Department of Urology, Vita-Salute University San Raffaele, Milan, Italy.
Eur Urol. 2010 Apr;57(4):551-8. doi: 10.1016/j.eururo.2009.12.023. Epub 2009 Dec 18.
Several guidelines have indicated that in patients with well-differentiated or moderately well-differentiated prostate cancer (PCa), a staging bone scan may be omitted. However, the guidelines recommendations have not yet been externally validated.

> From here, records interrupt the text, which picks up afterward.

PR #256, opened 2025-12-17
Snapshot update

lukastanisic99:
Snapshot update - same fork. There are some bug fixes in `verifyMilestones` so pushing now, before I also do the snapshot update on different forks - @daiagi take a look maybe you observed some of the same bugs


lukastanisic99:
@daiagi why do we keep `GeneratedArtifacts` in source if they're generated? The expectation is someone will run `yarn compile` and for `builds` they can be included if needed so `.npmignore` and `.gitignore` don't have to be the same

daiagi:
> @daiagi why do we keep `GeneratedArtifacts` in source if they're generated? The expectation is someone will run `yarn compile` and for `builds` they can be included if needed so `.npmignore` and `.gitignore` don't have to be the same

yes
i thought the same:

https://github.com/peer3to/state-channels-plus/pull/251/changes/4b5bf5890049809ea1ad049d33102167bb44ab98

lukastanisic99:
@daiagi added tests and fixed bugs for snapshot update both same fork and when forks need to change and a test with multicall - most of the tests are combinations of other tests, so we might want to refactor at some point

The mock tests I don't know what's going there - magic did some fixes and it was passing, so I didn't look too much

contracts/V1/StateChannelDiamondProxy/UtilityFacet.sol
```diff
@@ -335,30 +336,38 @@ contract UtilityFacet {
...
+    ) public pure returns (bool isFinal, bytes32 finalizedSnapshotHash) {
+        address[] memory expectedParticipants = thresholdSnapshotData.participants;
         address[] memory thresholdSet = new address[](expectedParticipants.length);
         uint256 thresholdCount = 0;
         bytes memory previousEncodedBlock;
         BlockConfirmation memory currentBlockConfirmation;
         Block memory currentBlock;
         address adr;
         bool isValid;
+        console.log("_isMilestoneFinal: forkId");
```
daiagi, line 357: please remove all the console logs

src/stateManager/StateManager.ts
```diff
@@ -1039,6 +1052,30 @@ class StateManager {
         const forkData = await this.prepareUpdateStateSnapshotFork();
         const sameForkData = await this.prepareUpdateSnapshotSameFork(forkId);
 
+        if (forkData) {
+            this.logger.debug(
```
daiagi, line 1149: As mentioned before,I don't think you should leave all these logs in the code once you are done finding whatever bug you are looking for.

test/e2e/E2E-Core.test.ts
```diff
@@ -156,6 +157,156 @@ describe("E2E: Core Functionality", function () {
 
             harness!.assertAllPeersInSync();
         });
+
+        // Arrange: Setup 3 participants, open channel, execute 3 state transitions
+        // Act: Post the latest state snapshot on-chain
+        // Assert: All peers observe StateSnapshotUpdated and on-chain snapshot matches latest local snapshot
+        it("should post updated state snapshot on-chain after 3 transitions", async function () {
```
daiagi, line 164: This test would be better if it was from the perspective of a user story
a peer never "posts snapshot", they join /exit the channel. advance the state observe disputes etc.
it would be better if the test was something like 

Act: a peer joins the channel
Assert: on chain snapshot is updated

test/e2e/E2E-Security.test.ts
```diff
@@ -386,6 +387,495 @@ describe("E2E: Advanced Security", function () {
                 "Removed peer should NOT receive next turn"
             );
         });
+
```
daiagi, line 351: // Arrange: Malicious participant removed via fork reduction after dispute
// Act: Post two independent state snapshot updates on the reduced fork
// Assert: Both snapshot updates succeed and on-chain snapshot reflects correct state

test/e2e/E2E-Security.test.ts
```diff
@@ -386,6 +387,495 @@ describe("E2E: Advanced Security", function () {
...
+            const maliciousPeer = harness!.peers[2];
+            const honestPeers = [
+                harness!.peers[0],
+                harness!.peers[1],
+                harness!.peers[3]
+            ];
+            const maliciousIndex = maliciousPeer.index;
+            const honestIndices = honestPeers.map((peer) => peer.index);
+
```
daiagi: // Trigger dispute by having malicious peer submit invalid block

test/e2e/E2E-Security.test.ts
```diff
@@ -386,6 +387,495 @@ describe("E2E: Advanced Security", function () {
...
+                "onDisputeCommitted",
+                harness!.peers.map((peer) => ({
+                    peerId: peer.index,
+                    expectedCount: 3
+                })),
+                8000,
+                { mode: "atLeast" }
+            );
+            expect(disputesCommitted).to.be.true;
+
```
daiagi: // Wait for fork reduction to complete

test/e2e/E2E-Security.test.ts
```diff
@@ -386,6 +387,495 @@ describe("E2E: Advanced Security", function () {
...
+                return allMoved && uniqueForks.size === 1;
+            }, 10000);
+            expect(forkSettled).to.be.true;
+
+            const newForkId = honestPeers[0].stateManager.forkId;
+            expect(newForkId).to.not.equal(
+                originalForkId,
+                "Expected to be on a new fork after reduction"
+            );
+
```
daiagi, line 383: // Verify malicious participant is removed

test/e2e/E2E-Security.test.ts
```diff
@@ -386,6 +387,495 @@ describe("E2E: Advanced Security", function () {
...
+            for (const peer of honestPeers) {
+                const participants =
+                    await peer.stateManager.diamondStateMachine.getParticipants();
+                expect(participants).to.have.lengthOf(honestPeers.length);
+                expect(participants).to.not.include(maliciousPeer.address);
+            }
+
+            // Ensure the on-chain snapshot is moved onto the reduced fork first.
```
daiagi, line 384:
```suggestion
            // Act - First snapshot update: Sync on-chain snapshot to reduced fork
```

test/e2e/E2E-Security.test.ts
```diff
@@ -386,6 +387,495 @@ describe("E2E: Advanced Security", function () {
...
+                await harness!.channelManager.getStateSnapshot(
+                    harness!.channelId
+                )
+            );
+            expect(onChainSnapshotAfterForkSync.forkId).to.equal(
+                newForkId,
+                "On-chain snapshot should be on the reduced fork before same-fork updates"
+            );
+
+            // From here, do the same 3 transitions as E2E-Core and post a same-fork snapshot update.
```
daiagi, line 396:
```suggestion
            // Advance state with additional transactions
```

src/stateManager/StateManager.ts
lukastanisic99: @daiagi Will come back to other comments later, but to comment on this one. My plan is to have as much useful logging as possible and to leave it there for a testnet and whenever some error occurs, we want the peers to send us their entire log, so we understand what's going on and why things failed - to understand better how things perform in the real world, so no we should not remove these logs if they're useful. You can improve them if you have better ideas. They don't affect performance nor are persisted (don't bloat the disk) and when things work you don't look at them. When things don't work you wish they're there.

The aim of the study was to externally validate the available guidelines regarding the need for a staging bone scan in patients with newly diagnosed PCa. Moreover, we developed a novel risk stratification tool aimed at improving the accuracy of these guidelines.

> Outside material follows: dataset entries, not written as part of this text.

PR #257, opened 2025-12-19
Custom RPC support

lukastanisic99:
This introduces a type safe way of allowing the consumer of the SDK to add their own RPC endpoints(services), while granting them access to interact with RPC endpoints(services) that are implemented within the SDK.

This is allows us to be less opinionated and to not implemented everything in the SDK related to communication. Mostly doing it now, since the design team always wants some features that are not security concerns but are good for UX (e.g. chat...).


test/e2e/E2E-PingService.test.ts
```diff
@@ -0,0 +1,260 @@
...
+import { ATransport } from "@/transport";
+import type P2PManager from "@/P2PManager";
+
+type PingPongFactories = {
+    pingService: (p2pManager: P2PManager<PingPongFactories>) => PingService;
+    relayService: (p2pManager: P2PManager<PingPongFactories>) => RelayService;
+};
+
+type PingPongP2PManager = P2PManager<PingPongFactories>;
+
```
lukastanisic99, line 18: This file shows how 2 custom RPCs are added and used

daiagi (approved):

PR #259, opened 2025-12-23
Logs

daiagi:


lukastanisic99:
I'll see to review this one today - my quick thoughts on using indexDB for this: I wouldn't use it since we're not actually interested in persisting logs on the client and we want to use indexDB for things we're interested in persisting + the browser limits us on the disk space, so better not have our logs eat up that space or trigger the browser to prune some other things we actually want persisted. I'd keep it in a simple in memory variable (works cross platform) that we append to and occasionally serialize and compress - that way tests are deterministic and simple cross platform and good enough for now

daiagi:
OK, I'll simplify to keep in memory.
That will reduce a big chunk of code. 

Edit:

Done

lukastanisic99:
I never actually finished the review of this, but here are my notes I made while on some plane without internet 

--------

Not a big fan of the StructuralLogger - there are some interesting ideas that I like, but feels like over engineering and I don’t like the new usage of it vs `.child()` from the previous design  
I like the traceId idea - it could be useful in some cases and it works well with .child().   The general problem in both designs is that the context is not updatable (I had problems with log level being fixed to the singleton at creation), so if the channelId changes you’d have to create a new logger everywhere. This is not a problem for standalone loggers when you want to use traceId for a nested execution, but in general for persisted loggers that are part of `someManager` or other relevant classes that get their own .child().   So in my opinion .child() should bi-directionally link the 2 instances `parent` and `children[ ]` so an update to the context in any logger can cascade the update across all loggers that are connected.   This should also be an `option` so someone can do .child({standalone = true}) which just creates the logger that’s not connected, which is useful for the traceId   I don’t like polluting the logger with blocks and other structs. What I think is better design when we want to print our structs to define a utils/LogFormatter that’s filled with stateless functions that take in a struct and return a `message` - not all fields in the struct are useful for debugging so we just extract / transform / format the useful ones. This way we can combine messages if needed  e.g. `logger.debug(log(block) + log(snapshot))` so the logger stays simple and just logs the message   What I also like is the idea behind logging tx execution into different levels based on `success` -> can also be a simple stateless function

daiagi:
outdated pr, closing

PR #260, opened 2025-12-24
Spectate test

lukastanisic99:
`Tests for spectating` - happy case - deviation from this should abort - needs to be tested

`InitHandShake Ack:`
Needed for the HandshakeGuard. Both peers do the handshake independently from their end and once they verify it, they acknowledge (ack) to the other peer completing the handshake. Only once the handshake is completed, does the connection get added to the p2pManager and used within the system. In reality the connection exists before the handshake completes, but honest peers won't use it to send messages. The handshake guard protects RPC endpoints, by just observing that the handshake is verified on our end (allowing receiving messages from the transport). This is safe, since there is no honest race condition, since our verification comes before our `ack`, so no honest disconnects will come from the handshake guard.

There were still some bugs and race conditions else where. The RPC test for the handhsake are sometimes flaky since they're now incorrect and to be honest I don't know why they're even passing - they need a rewrite. The handshake logic is tested in other places and for now it works as expected. 

One of the bigger bugs that we're not easy to spot was that our internal `Block and Snapshot models` were assignable to their typechain generated structures. They don't serialize in the same way, so a failure at runtime is detected, even tough typescript doesn't complain.


src/evm/P2pSigner.ts
```diff
@@ -135,15 +136,23 @@ class P2pSigner<TFactories extends RpcServiceFactoryMap = {}>
         return this.isLeader;
     }
 
-    public connectToChannel(channelId: Bytes) {
+    public async connectToChannel(channelId: Bytes) {
         this.setChannelId(channelId);
+
+        // Update status to NOT_OPENED/OPENED as soon as we know the channelId.
+        await this.p2pManager.stateManager.refreshOpenedStatusFromChain();
```
daiagi, line 132: I'm not following
1. the name: what does the function has to do with the chain?
2. don't you want to pass in the channel id?
3. won't it always set to`NOT_OPENED`?

src/evm/P2pSigner.ts
```diff
@@ -135,15 +136,23 @@ class P2pSigner<TFactories extends RpcServiceFactoryMap = {}>
...
     }
 
     public disconnectFromPeers() {
         this.p2pManager.disconnectAll();
     }
 
+    public async getChannelStatus(): Promise<Status> {
+        return await this.p2pManager.stateManager.getChannelStatus();
+    }
+
```
daiagi: Same same, but different ;)
```suggestion
    public getChannelStatus(): Promise<Status> {
        return this.p2pManager.stateManager.getChannelStatus();
    }

```

src/rpc/guards/HandshakeCompletedGuard.ts
```diff
@@ -41,10 +36,23 @@ export class HandshakeCompletedGuard extends AGuard<ARpcService<ARpcMethods>> {
...
+            "No peer profile for transport; disconnecting",
             {
-                peerAddress
+                peerAddress,
+                service: rpc.service,
+                method: rpc.method
             }
         );
+
+        // With the new connection semantics, any guarded RPC over an unverified
```
daiagi: avoid the word `new` in comments
new is only relevant during your code changes. a week from now, `new` means nothing

src/rpc/services/WebRTCSetup/WebRTCSetupService.ts
```diff
@@ -36,29 +36,30 @@ class WebRTCSetupService extends ARpcService<WebRTCSetupRpcMethods> {
                 this.p2pManager
             );
 
+            const adr =
+                this.p2pManager.profileManager.getProfileByTransport(
+                    transport
+                )?.evmAddress;
+            if (!adr)
+                return this.logger.error("initiateWebRTC - no EVM address");
```
daiagi: that's not a great return value
```
(method) WebRTCSetupService.initiateWebRTC(transport: ATransport): Promise<winston.Logger | undefined>
```

src/rpc/services/initHandshake/InitHandshakeRpcMethods.ts
```diff
@@ -5,6 +5,7 @@ import { Hash, Signature, Timestamp } from "@/types/types";
 import { ethers } from "ethers";
 import InitHandshakeService from "./InitHandshakeService";
 import PeerProfile from "@/PeerProfile";
+import { Status } from "@/types";
```
daiagi: unused

src/rpc/services/spectate/SpectateRpcMethods.ts
```diff
@@ -9,6 +9,8 @@ import { ChannelId, Timestamp } from "@/types/types";
 import Clock from "@/Clock";
 import { Codec, hash, Type } from "@/utils";
 import { Block } from "@/models";
+import { Status } from "@/types";
+import { BlockStruct } from "@/index";
```
daiagi: unused

src/rpc/services/spectate/SpectateRpcMethods.ts
```diff
@@ -27,38 +38,48 @@ class SpectateServiceRpcMethods extends ARpcMethods {
...
     }
 
     public async onSpectateResponse(
         channelId: ChannelId,
         syncPayload: SyncPayload
     ) {
-        try {
-            this.service.logger.debug(`onSpectateResponse - start`);
-            const senderTransport = this.senderTransport;
+        this.service.logger.debug(`Syncpayload received`, { syncPayload });
```
daiagi:
```suggestion
        this.service.logger.debug(`Sync payload received`, { syncPayload });
```

daiagi (commented):
Partial review. more to follow

test/setup.ts
```diff
@@ -4,4 +4,7 @@ import Clock from "@/Clock";
 // Global test setup to ensure Clock is always initialized
 before(async function () {
     await Clock.init(ethers.provider);
+
+    // Ensure the chain has enough history for tests that query logs "N blocks back".
+    await ethers.provider.send("hardhat_mine", ["0x64"]); // 100 blocks
```
daiagi, line 9: why use hex? why not simply  "100"?

test/e2e/E2E-Security.test.ts
```diff
@@ -292,7 +291,7 @@ describe("E2E: Advanced Security", function () {
         it("should remove malicious participant after fork and keep liveness", async function () {
             await harness!.setup(4, {
                 timeConfig: {
-                    p2pTime: 3,
+                    p2pTime: 30,
```
daiagi, line 294: how is this sensible for tests? 30 seconds??

test/e2e/E2E-Spectate.test.ts
```diff
@@ -0,0 +1,288 @@
...
+    ): boolean => {
+        const profile =
+            ownerPeer.stateManager.p2pManager.profileManager.getProfileByEvmAddress(
+                counterparty.address
+            );
+        return profile?.getIsHandshakeCompleted() ?? false;
+    };
+
+    it("should NOT allow spectate RPC before handshake completes", async function () {
+        this.timeout(30000);
```
daiagi: was the dafult of 40_000 not good? why?

test/e2e/E2E-Spectate.test.ts
```diff
@@ -0,0 +1,288 @@
...
+        const onChainSnapshot = StateSnapshot.from(
+            await h.channelManager.getStateSnapshot(h.channelId)
+        );
+        expect(onChainSnapshot.forkID).to.equal(forkId);
+    });
+
+    it("should spectate successfully even when it must traverse forks (dispute -> reduced fork)", async function () {
+        await harness!.setup(5, {
+            timeConfig: {
+                p2pTime: 30,
```
daiagi, line 185: same question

DESIGN, SETTING, AND PARTICIPANTS: The study included 853 consecutive patients diagnosed with PCa between January 2003 and June 2008 at a single centre. All patients underwent bone scan using technetium Tc 99m methylene diphosphonate at diagnosis.
The area under the curve (AUC) of the criteria suggested by the guidelines (European Association of Urology, American Urological Association, National Comprehensive Cancer Network, and American Joint Committee on Cancer) to perform a baseline bone scan was assessed and compared with the accuracy of a classification and regression tree (CART) including prostate-specific antigen (PSA), clinical stage, and biopsy Gleason sum as covariates.
The AUC of the guidelines ranged between 79.7% and 82.6%. However, the novel CART model, which stratified patients into low risk (biopsy Gleason ≤7, cT1-T3, and PSA <10 ng/ml), intermediate risk (biopsy Gleason ≤7, cT2/T3, and PSA >10 ng/ml), and high risk (biopsy Gleason >7) was significantly more accurate (AUC: 88.0%) than all the guidelines (all p≤0.002). The limitation of this study resides in its retrospective design. Moreover, the proposed risk stratification tool can be considered only for patients who are candidates for radical prostatectomy until validated in other clinical settings.
This is the first study aimed at externally validating the available guidelines addressing the need for staging baseline bone scans in PCa patients. All guidelines showed high accuracy. However, their accuracy was significantly lower compared with the accuracy of the novel risk stratification tool. According to this tool, staging bone scans might be considered only for patients with a biopsy Gleason score >7 or with a PSA >10 ng/ml and palpable disease (cT2/T3) prior to treatment. However, before recommending its use in clinical practice, our model needs to be externally validated.
一些指南表明,对于分化良好或中度分化良好的前列腺癌(PCa)患者,可以省略分期骨扫描。然而,这些指南建议尚未经过外部验证。
本研究的目的是外部验证现有指南中关于新诊断 PCa 患者是否需要进行分期骨扫描的建议。此外,我们开发了一种新的风险分层工具,旨在提高这些指南的准确性。
设计、地点和参与者:这项研究纳入了 2003 年 1 月至 2008 年 6 月期间在单一中心接受诊断的 853 例连续 PCa 患者。所有患者在诊断时均使用锝 Tc 99m 亚甲基二膦酸盐进行骨扫描。
评估指南(欧洲泌尿外科学会、美国泌尿外科学会、国家综合癌症网络和美国联合委员会癌症)建议进行基线骨扫描的标准的曲线下面积(AUC),并将其与包括前列腺特异性抗原(PSA)、临床分期和活检 Gleason 总和作为协变量的分类回归树(CART)的准确性进行比较。
指南的 AUC 范围在 79.7%至 82.6%之间。然而,新型 CART 模型将患者分为低风险(活检 Gleason≤7、cT1-T3 和 PSA<10ng/ml)、中风险(活检 Gleason≤7、cT2/T3 和 PSA>10ng/ml)和高风险(活检 Gleason>7),其准确性明显高于所有指南(均 p≤0.002)。本研究的局限性在于其回顾性设计。此外,在其他临床环境中验证之前,该风险分层工具仅可用于候选根治性前列腺切除术的患者。
这是第一项旨在外部验证现有指南中关于 PCa 患者分期基线骨扫描需求的研究。所有指南都具有较高的准确性。然而,与新型风险分层工具的准确性相比,其准确性明显较低。根据该工具,仅在活检 Gleason 评分>7 或 PSA>10ng/ml 且有可触及疾病(cT2/T3)的患者,或在治疗前,才考虑进行分期骨扫描。然而,在推荐其在临床实践中使用之前,我们的模型需要进行外部验证。